- Exercise brief: Each record that follows should be transcribed word for word.

Start of Material supplied

PR #3766, opened 2025-07-22
lima-guestagent: support external trigger via sighup notification

ciderale:
The Lima guest agent currently uses a polling strategy to update the ports exposed to the host system. For some use cases (e.g. testcontainers (https://github.com/rancher-sandbox/rancher-desktop/issues/3141)), this may not be responsive enough. This PR supplements the periodic ticker with an optional, push-based trigger based on OS signals. External processes can thus trigger a port update via SIGHUP, enabling a more timely response -- for example, by reacting to docker events. 

In my testing, this consistently reduced the time until a port became reachable -- without increasing the polling frequency.
The implementation requires minimal changes to lima-guestagent and is not tied to a specific event source. i.e. it is open to any kind of trigger. 

I hope this change is of value to this interesting project. I'm looking forward to your feedback.

## Validation Experiment

An example implementation of the trigger might look like:

```sh
docker events | while IFS= read -r _; do kill -HUP "$AGENT_PID"; done
```
which can be run in a systemd unit and optionally filter for specific events (e.g. start/stop/kill).

Timing experiment has been done with [ciderale/nixos-lima](https://github.com/ciderale/nixos-lima/tree/general-update) using lima 1.2.0 with [test-portmapping.sh](https://github.com/ciderale/nixos-lima/blob/general-update/scripts/test-portmapping.sh), starting 100 alpine/socat containers (each delayed by 0.3s, on different ports) and measuring time till each request has been fulfilled. The results are:

- Without the docker events SIGHUP trigger (i.e. the normal periodic update with default every 3s): the measured time is uniformly distributed between 240ms and 3160ms. As expected, the average is about half the polling frequency.
- With the proposed, additional SIGHUP trigger: the port is consistently available between 150ms to 220ms.

### DIFF
--- a/cmd/lima-guestagent/daemon_linux.go
+++ b/cmd/lima-guestagent/daemon_linux.go
@@ -7,6 +7,8 @@ import (
 	"errors"
 	"net"
 	"os"
+	"os/signal"
+	"syscall"
 	"time"
 
 	"github.com/mdlayher/vsock"
@@ -58,7 +60,43 @@ func daemonAction(cmd *cobra.Command, _ []string) error {
 		// without depending on `bpftrace` binary.
 		// The agent binary will need CAP_BPF file cap.
 		ticker := time.NewTicker(tick)
-		return ticker.C, ticker.Stop
+
+		logrus.Info("register for sighup notifications")
+		sighupC := make(chan os.Signal, 1)
+		signal.Notify(sighupC, syscall.SIGHUP)
+
+		c := make(chan time.Time, 1)
+		go func() {
+			defer close(c)
+			defer close(sighupC)
+			for {
+				select {
+				case _, ok := <-sighupC:
+					if !ok {
+						logrus.Info("Sighup channel closed")
+						sighupC = nil;
+					} else {
+						logrus.Debug("Sighup received")
+						c <- time.Now()
+					}
+				case now, ok := <-ticker.C:
+					if !ok {
+						break;
+					} else {
+						c <- now
+					}
+				}
+			}
+			logrus.Info("ticker stopped")
+		}()
+
+		stop := func() {
+			logrus.Info("stopping ticker")
+			ticker.Stop()
+			signal.Stop(sighupC)
+		}
+
+		return c, stop
 	}
 
 	agent, err := guestagent.New(newTicker, tick*20)


jandubois:
Thank you for your PR!

There is however a more comprehensive PR in preparation, that will use the events API for containerd, dockerd, and kubernetes, to send immediate port notifications. For various non-technical reasons it has been in progress for a long time, but should be ready for consideration very soon. It is based on the Rancher Desktop guest agent on Windows. You can take a look at the in-progress changes at https://github.com/Nino-K/lima/pull/2

Given that this PR will hopefully land within the next couple of weeks, I think this signal mechanism should not be merged.

ciderale:
Thank you for the quick response. I see that the referenced PR is more tightly integrated (at the cost of more complexity). The openness of the signal based approach might still be interesting, though. But I see that most use cases (including my current one) are probably covered by that other PR. So I'm looking forward to that other PR to land. Thanks again.

cmd/lima-guestagent/daemon_linux.go
```diff
@@ -58,7 +60,43 @@ func daemonAction(cmd *cobra.Command, _ []string) error {
 		// without depending on `bpftrace` binary.
 		// The agent binary will need CAP_BPF file cap.
 		ticker := time.NewTicker(tick)
-		return ticker.C, ticker.Stop
+
+		logrus.Info("register for sighup notifications")
```
AkihiroSuda: Nit: probably sighup should be spelled in the upper chars, as it might look like "sigh up" (?) or a typo of sign-up

cmd/lima-guestagent/daemon_linux.go
```diff
@@ -58,7 +60,43 @@ func daemonAction(cmd *cobra.Command, _ []string) error {
...
+		sighupC := make(chan os.Signal, 1)
+		signal.Notify(sighupC, syscall.SIGHUP)
```
AkihiroSuda, line 68: Please add a comment line to explain who sends SIGHUP

ciderale: Sure, I have added a comment about the purpose of the SIGHUP mechanism and also improved the log message.

AkihiroSuda:
Turned this to a draft, as we are likely going to use eBPF for watching `bind(2)` syscalls to stimulate the event ticker
- #3067

We may still revisit this PR if there is a use case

End of Material supplied

- Output of the task:
PR #3766, opened 2025-07-22
lima-guestagent: support external trigger via sighup notification

ciderale:
The Lima guest agent currently uses a polling strategy to update the ports exposed to the host system. For some use cases (e.g. testcontainers (https://github.com/rancher-sandbox/rancher-desktop/issues/3141)), this may not be responsive enough. This PR supplements the periodic ticker with an optional, push-based trigger based on OS signals. External processes can thus trigger a port update via SIGHUP, enabling a more timely response -- for example, by reacting to docker events. 

In my testing, this consistently reduced the time until a port became reachable -- without increasing the polling frequency.
The implementation requires minimal changes to lima-guestagent and is not tied to a specific event source. i.e. it is open to any kind of trigger. 

I hope this change is of value to this interesting project. I'm looking forward to your feedback.

## Validation Experiment

An example implementation of the trigger might look like:

```sh
docker events | while IFS= read -r _; do kill -HUP "$AGENT_PID"; done
```
which can be run in a systemd unit and optionally filter for specific events (e.g. start/stop/kill).

Timing experiment has been done with [ciderale/nixos-lima](https://github.com/ciderale/nixos-lima/tree/general-update) using lima 1.2.0 with [test-portmapping.sh](https://github.com/ciderale/nixos-lima/blob/general-update/scripts/test-portmapping.sh), starting 100 alpine/socat containers (each delayed by 0.3s, on different ports) and measuring time till each request has been fulfilled. The results are:

- Without the docker events SIGHUP trigger (i.e. the normal periodic update with default every 3s): the measured time is uniformly distributed between 240ms and 3160ms. As expected, the average is about half the polling frequency.
- With the proposed, additional SIGHUP trigger: the port is consistently available between 150ms to 220ms.

### DIFF
--- a/cmd/lima-guestagent/daemon_linux.go
+++ b/cmd/lima-guestagent/daemon_linux.go
@@ -7,6 +7,8 @@ import (
 	"errors"
 	"net"
 	"os"
+	"os/signal"
+	"syscall"
 	"time"
 
 	"github.com/mdlayher/vsock"
@@ -58,7 +60,43 @@ func daemonAction(cmd *cobra.Command, _ []string) error {
 		// without depending on `bpftrace` binary.
 		// The agent binary will need CAP_BPF file cap.
 		ticker := time.NewTicker(tick)
-		return ticker.C, ticker.Stop
+
+		logrus.Info("register for sighup notifications")
+		sighupC := make(chan os.Signal, 1)
+		signal.Notify(sighupC, syscall.SIGHUP)
+
+		c := make(chan time.Time, 1)
+		go func() {
+			defer close(c)
+			defer close(sighupC)
+			for {
+				select {
+				case _, ok := <-sighupC:
+					if !ok {
+						logrus.Info("Sighup channel closed")
+						sighupC = nil;
+					} else {
+						logrus.Debug("Sighup received")
+						c <- time.Now()
+					}
+				case now, ok := <-ticker.C:
+					if !ok {
+						break;
+					} else {
+						c <- now
+					}
+				}
+			}
+			logrus.Info("ticker stopped")
+		}()
+
+		stop := func() {
+			logrus.Info("stopping ticker")
+			ticker.Stop()
+			signal.Stop(sighupC)
+		}
+
+		return c, stop
 	}
 
 	agent, err := guestagent.New(newTicker, tick*20)


jandubois:
Thank you for your PR!

There is however a more comprehensive PR in preparation, that will use the events API for containerd, dockerd, and kubernetes, to send immediate port notifications. For various non-technical reasons it has been in progress for a long time, but should be ready for consideration very soon. It is based on the Rancher Desktop guest agent on Windows. You can take a look at the in-progress changes at https://github.com/Nino-K/lima/pull/2

Given that this PR will hopefully land within the next couple of weeks, I think this signal mechanism should not be merged.

ciderale:
Thank you for the quick response. I see that the referenced PR is more tightly integrated (at the cost of more complexity). The openness of the signal based approach might still be interesting, though. But I see that most use cases (including my current one) are probably covered by that other PR. So I'm looking forward to that other PR to land. Thanks again.

cmd/lima-guestagent/daemon_linux.go
```diff
@@ -58,7 +60,43 @@ func daemonAction(cmd *cobra.Command, _ []string) error {
 		// without depending on `bpftrace` binary.
 		// The agent binary will need CAP_BPF file cap.
 		ticker := time.NewTicker(tick)
-		return ticker.C, ticker.Stop
+
+		logrus.Info("register for sighup notifications")
```
AkihiroSuda: Nit: probably sighup should be spelled in the upper chars, as it might look like "sigh up" (?) or a typo of sign-up

cmd/lima-guestagent/daemon_linux.go
```diff
@@ -58,7 +60,43 @@ func daemonAction(cmd *cobra.Command, _ []string) error {
...
+		sighupC := make(chan os.Signal, 1)
+		signal.Notify(sighupC, syscall.SIGHUP)
```
AkihiroSuda, line 68: Please add a comment line to explain who sends SIGHUP

ciderale: Sure, I have added a comment about the purpose of the SIGHUP mechanism and also improved the log message.

AkihiroSuda:
Turned this to a draft, as we are likely going to use eBPF for watching `bind(2)` syscalls to stimulate the event ticker
- #3067

We may still revisit this PR if there is a use case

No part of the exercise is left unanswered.